• **Assignment**
Read the lines of the data below and retrieve those with "shortened".

[Stored data entries]
PR #4429, opened 2025-01-29
PP-13136 Create webhook page

james-peacock-gds:
- Update the create webhook page to match design
- Remove some duplicate lines that were spotted in other simplified settings tests.
- NB: This step is just to present the form as it appears on the design. Functionality to be implemented later. This page will also be used for updating existing webhooks, but this responsibility isn't implemented either.

For subsequent PRs:
- logic to handle form submission, including validation and saving the webhook.
- using this page for updating existing webhooks.
- Cypress tests

Screenshot 2025-01-29 at 13 10 41

### DIFF
--- a/src/views/simplified-account/settings/webhooks/create.njk
+++ b/src/views/simplified-account/settings/webhooks/create.njk
@@ -1,10 +1,68 @@
 {% extends "../settings-layout.njk" %}
 
-{% block settingsPageTitle %}
-  Create a webhook
-{% endblock %}
+{% set settingsPageTitle = "Webhook details" %}
 
 {% block settingsContent %}
-  <h1 class="govuk-heading-l">Webhook details</h1>
+  <h1 class="govuk-heading-l">{{ settingsPageTitle }}</h1>
+  <form method="post" novalidate>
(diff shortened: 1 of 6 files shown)


src/views/simplified-account/settings/webhooks/create.njk
```diff
@@ -1,10 +1,68 @@
...
+        classes: "govuk-label--s"
+      },
+      hint: { text: "The HTTPS URL GOV.UK Pay will send webhook messages to" },
+      id: "callback_url",
+      name: "callback_url",
+      value: form.values.callback_url,
+      type: "url",
+      spellcheck: false,
+      errorMessage: form.errors.callback_url and {
+        text: form.errors.callback_url
```
DomBelcher, line 28: Can the uses of `callback_url` be camelCase instead? (with the exception of the ID, which may need to be kebab-case for the validation logic)

james-peacock-gds: ah, yes, I've now removed these errorMessage and value properties because they aren't needed for the purpose of this PR, I will add those in later.

DomBelcher (approved):
LGTM

PR #4432, opened 2025-01-30
PP-13511: Validation for a fixed amount for a payment link

oswaldquek:
Validation shown for when a payment is for less than 30p and the gateway account uses Stripe:

Screenshot 2025-01-30 at 15 37 38


DomBelcher (approved):
LGTM

PR #4433, opened 2025-01-30
PP-12427 switch to worldpay simplified setting scaffold

nlsteers:
### WHAT

- path and route
- basic controller with unit test
- index view
- cypress E2E test for admin and non-admin users

### DIFF
--- a/src/utils/simplified-account/settings/SettingsBuilder.class.js
+++ b/src/utils/simplified-account/settings/SettingsBuilder.class.js
@@ -22,6 +22,7 @@ module.exports = class SettingsBuilder {
       throw new Error('Cannot add setting without category, use .category(name) first.')
     }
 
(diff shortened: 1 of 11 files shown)


src/utils/simplified-account/settings/SettingsBuilder.class.js
```diff
@@ -22,6 +22,7 @@ module.exports = class SettingsBuilder {
       throw new Error('Cannot add setting without category, use .category(name) first.')
     }
 
+    const urlParts = ['simplified', 'settings', `${id}`]
```
DomBelcher, line 25: `/${id}` might be slightly safer just in case one setting id is a substring of another

nlsteers: done

DomBelcher (approved):
LGTM

PR #4436, opened 2025-01-31
PP-13136 Validate and create webhook

james-peacock-gds:
- Validation for create webhook
- Call pay-webhooks to create the webhook
- Handle validation errors from pay-webhooks (pay-webhooks validation includes a check against an allow list of domains).
NB Currently following webhook creation there is a redirect to the main webhooks page. Discussing with designers whether this is the right approach, could potentially direct to the webhook details page (which hasn't yet been added).

For subsequent PRs
- Cypress tests for main webhook page and create webhook page.
- Other webhook settings pages are subject of separate JIRA tickets.

**Screenshot 1. Callback url empty**
Screenshot 2025-01-31 at 13 01 26

---
**Screenshot 2. Callback url non-https**
Screenshot 2025-01-31 at 13 02 07

---
**Screenshot 3. Callback url has domain not in allow list (live accounts only)**
Screenshot 2025-01-31 at 13 14 12

---
**Screenshot 4. Description empty**
Screenshot 2025-01-31 at 13 01 36

---
**Screenshot 5. Description too long**
Screenshot 2025-01-31 at 13 17 14
---

**Screenshot 6. No payment events selected**
Screenshot 2025-01-31 at 13 01 48

---

### DIFF
--- a/src/controllers/simplified-account/settings/webhooks/create/create.controller.js
+++ b/src/controllers/simplified-account/settings/webhooks/create/create.controller.js
@@ -29,7 +29,6 @@ async function post (req, res, next) {
   }
   try {
     await webhooksService.createWebhook(req.service.externalId, req.account.id, accountIsLive, req.body)
-    req.flash('messages', { state: 'success', icon: '&check;', heading: 'Successfully created webhook' })
     res.redirect(formatSimplifiedAccountPathsFor(paths.simplifiedAccount.settings.webhooks.index, req.service.externalId, req.account.type))
   } catch (createWebhookError) {
     if (createWebhookError.errorIdentifier in webhookErrorIdentifiers) {
--- a/src/controllers/simplified-account/settings/webhooks/create/create.controller.js
+++ b/src/controllers/simplified-account/settings/webhooks/create/create.controller.js
@@ -1,7 +1,11 @@
+const paths = require('@root/paths')
 const { response } = require('@utils/response')
 const { constants } = require('@govuk-pay/pay-js-commons')
-const formatSimplifiedAccountPathsFor = require('../../../../../utils/simplified-account/format/format-simplified-account-paths-for')
-const paths = require('@root/paths')
+const { validationResult } = require('express-validator')
+const { webhookSchema, webhookErrorIdentifiers } = require('@utils/simplified-account/validation/webhook.schema')
+const formatSimplifiedAccountPathsFor = require('@utils/simplified-account/format/format-simplified-account-paths-for')
+const formatValidationErrors = require('@utils/simplified-account/format/format-validation-errors')
+const webhooksService = require('@services/webhooks.service')
 
 async function get (req, res) {
   response(req, res, 'simplified-account/settings/webhooks/create', {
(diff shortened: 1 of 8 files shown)


src/controllers/simplified-account/settings/webhooks/create/create.controller.js
```diff
@@ -10,10 +14,47 @@ async function get (req, res) {
...
+      }
+      return responseWithErrors(req, res, callbackUrlError)
+    } else {
+      next(createWebhookError)
+    }
+  }
+}
+
+const responseWithErrors = (req, res, errors) => {
+  const subscriptions = typeof req.body.subscriptions === 'string' ? [req.body.subscriptions] : req.body.subscriptions
```
oswaldquek, line 48: Why would the type of subscriptions be different here? Feels like it should always be the same type

src/services/clients/webhooks.client.js
```diff
@@ -81,7 +81,7 @@ async function createWebhook (serviceId, gatewayAccountId, isLive, options = {})
     service_id: serviceId,
     gateway_account_id: gatewayAccountId,
     live: isLive,
-    callback_url: options.callback_url,
+    callback_url: options.callbackUrl || options.callback_url,
```
oswaldquek, line 84: I think for ease of development, specifying callbackUrl, subscriptions and descriptions in the method signature would be preferable to passing in `options`. This means the developer won't have to look into this webhooks.client.js file is order to figure out what the options are.
Furthermore allowing callbackUrl or callback_url here seems a bit messy.

src/utils/simplified-account/validation/webhook.schema.test.js
```diff
@@ -0,0 +1,103 @@
+const { expect } = require('chai')
+const { webhookSchema } = require('./webhook.schema')
+const { validationResult } = require('express-validator')
+
+describe('Webhook Validation', () => {
+  let BASE_REQ
```
oswaldquek, line 6: A better variable name would be `VALID_REQUEST`.

src/utils/simplified-account/validation/webhook.schema.js
```diff
@@ -0,0 +1,40 @@
+const { body } = require('express-validator')
+
+const WEBHOOK_DESCRIPTION_MAX_LENGTH = 40
```
oswaldquek, line 3: Even though we have this, it would be good to limit the text box in the njk file to 40 chars too. That might save a round trip for the user.

src/controllers/simplified-account/settings/webhooks/create/create.controller.js
james-peacock-gds: if only one box is checked it goes into the req body as a string. If it's multiple then it's an array. I think this is just how that component works (is the same with card types)

src/services/clients/webhooks.client.js
james-peacock-gds: I thought camel case was our agreed convention, so that's what I used in the form. But the old settings form uses snake case.  Doing this was the simplest way I could think of making this work without having to refactor the 'old' webhooks settings code. Similarly for the options. It will be easier to make these sorts of improvements once we've deleted the old settings code, won't it?

src/controllers/simplified-account/settings/webhooks/create/create.controller.js
oswaldquek: I see. That's unfortunate.

src/services/clients/webhooks.client.js
oswaldquek: Oh yeah we did agree on camel case. Yeah we refactor this at a later date. Sorry but can you put something like `// TODO refactor to explicitly pass all params in the method once old webhooks controller code is deleted`?

src/views/simplified-account/settings/webhooks/create.njk
```diff
@@ -33,7 +38,12 @@
       hint: { text: "Short summary of what this webhook will be used for" },
       id: "description",
       name: "description",
-      spellcheck: true
+      value: form.description,
+      attributes: {
+        maxlength: "50"
```
oswaldquek, line 43: Should this be 40?

james-peacock-gds: oops. yes

oswaldquek (approved):

PR #4439, opened 2025-02-04
PP-13557: Specifying that it the stub should only match when there is no query string.

nataliecarey:
### WHAT
There was a breaking change to Run Amock which was intended to make this test work.  The desired behaviour for this test is "it should only match when no query string is present", that lead to a change where all query strings, headers and request bodies were treated in a stricter way than Mountebank (which Run Amock is based on) handles them.

As we're reverting that change this breaking change, this test needs to specify that it should only match when there is no query string, that's done by specifying `query: {}`.

Note - there was a bug in Run Amock which meant that this approach did not work, this is resolved in PR https://github.com/alphagov/pay-run-amock/pull/16

Related PRs:

The change in Run Amock: https://github.com/alphagov/pay-run-amock/pull/16

Updates to other projects:
https://github.com/alphagov/pay-products-ui/pull/2742
https://github.com/alphagov/pay-frontend/pull/3950

### DIFF
--- a/package-lock.json
+++ b/package-lock.json
@@ -55,7 +55,7 @@
       },
       "devDependencies": {
         "@cypress/webpack-preprocessor": "^6.0.2",
-        "@govuk-pay/run-amock": "0.0.8",
+        "@govuk-pay/run-amock": "0.0.9",
         "@pact-foundation/pact": "^12.1.1",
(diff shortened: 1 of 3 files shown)


james-peacock-gds (dismissed):
Still looks good

james-peacock-gds (approved):
LGTM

• **Expected output**
(diff shortened: 1 of 6 files shown)
(diff shortened: 1 of 11 files shown)
(diff shortened: 1 of 8 files shown)
(diff shortened: 1 of 3 files shown)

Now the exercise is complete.